Figure 1. Implementation of cardiac Light-Sheet Fluorescence Microscopy (LSFM).

Figure 1

(a) The optical setting of LSFM. A laser beam (purple) is collected and focused by the beam expander to optimize the beam size. A cylindrical lens (CL) converts the laser beam to a sheet of laser light to illuminate a thin layer of the sample. The sample is mounted at the intersection of the illumination lens (IL) and detection lens (DL). The illuminated 2-D layer (fluorescent detection in green) is captured by the high-frame rate CMOS camera. The illumination axis is orthogonal to the detection axis, and the illumination optics is designed to illuminate a very thin volume around the focal plane of the detection objective.

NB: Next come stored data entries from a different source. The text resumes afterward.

PR #199, opened 2017-10-15
Raise app exceptions without rendering response if wsgi.handleErrors is False

davisagli:
Raise the publish exception immediately rather than trying to return an exception response if the client requested this by setting the `wsgi.handleErrors` environ key to False. This is set by zope.testbrowser when the browser's `handleErrors` attribute is set to False. This restores behavior from Zope 2 that a number of Plone tests depend on in order to be able to inspect the actual exception raised by the app rather than a rendered response.

### DIFF
--- a/src/ZPublisher/WSGIPublisher.py
+++ b/src/ZPublisher/WSGIPublisher.py
@@ -142,6 +142,11 @@ def transaction_pubevents(request, response, tm=transaction.manager):
         # Create new exc_info with the upgraded exception.
         exc_info = (exc_type, exc, sys.exc_info()[2])
 
+        # Raise exception from app if handle-errors is False
+        # (set by zope.testbrowser in some cases)
+        if not request.environ.get('wsgi.handleErrors', True):
+            reraise(*exc_info)
+
         if isinstance(exc, Unauthorized):
             # _unauthorized modifies the response in-place. If this hook
             # is used, an exception view for Unauthorized has to merge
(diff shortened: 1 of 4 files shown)


src/ZPublisher/WSGIPublisher.py
```diff
@@ -142,6 +142,11 @@ def transaction_pubevents(request, response, tm=transaction.manager):
         # Create new exc_info with the upgraded exception.
         exc_info = (exc_type, exc, sys.exc_info()[2])
 
+        # Raise exception from app if handle-errors is False
+        # (set by zope.testbrowser in some cases)
+        if not request.environ.get('wsgi.handleErrors', True):
+            reraise(*exc_info)
+
```
hannosch: Doesn't this have to be inside the `try/finally` block to delete the local `exc` / `exc_info` variables and avoid the reference cycle?

hannosch: I mean this kind of cycle: https://cosmicpercolator.com/2016/01/13/exception-leaks-in-python-2-and-3/

davisagli:
Thanks for catching that; fixed.

pbauer:
I did not want to wait for a merge so I started a build with this branch at http://jenkins.plone.org/view/PLIPs/job/plip-zope4/58

icemac:
@davisagli The [WSGI-Spec](http://wsgi.readthedocs.io/en/latest/specifications/throw_errors.html?highlight=wsgi.handleErrors#specification) insists that the environment variable should be called `x-wsgiorg.throw_errors`. `zope.testbrowser` even sets this name, too. Maybe it could be used here, too.

davisagli:
@icemac interesting. I'm fine with that.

The configurations of light-sheet illumination and fluorescence detection are highly tunable to accommodate for various heart samples. (b) The plane fluorescent images at different axial (z) depths are sequentially captured by the camera (c,d). For non-transparent fetal mouse hearts, multi-view (MV) techniques are applied to rotate the samples for multi-view imaging, followed by registering and fusing these views into a 3-D cardiac architecture. An iterative deconvolution technique is applied to the blurred sequence for high resolution. (e) A digitally reconstructed heart is accomplished by stacking the deconvolved images.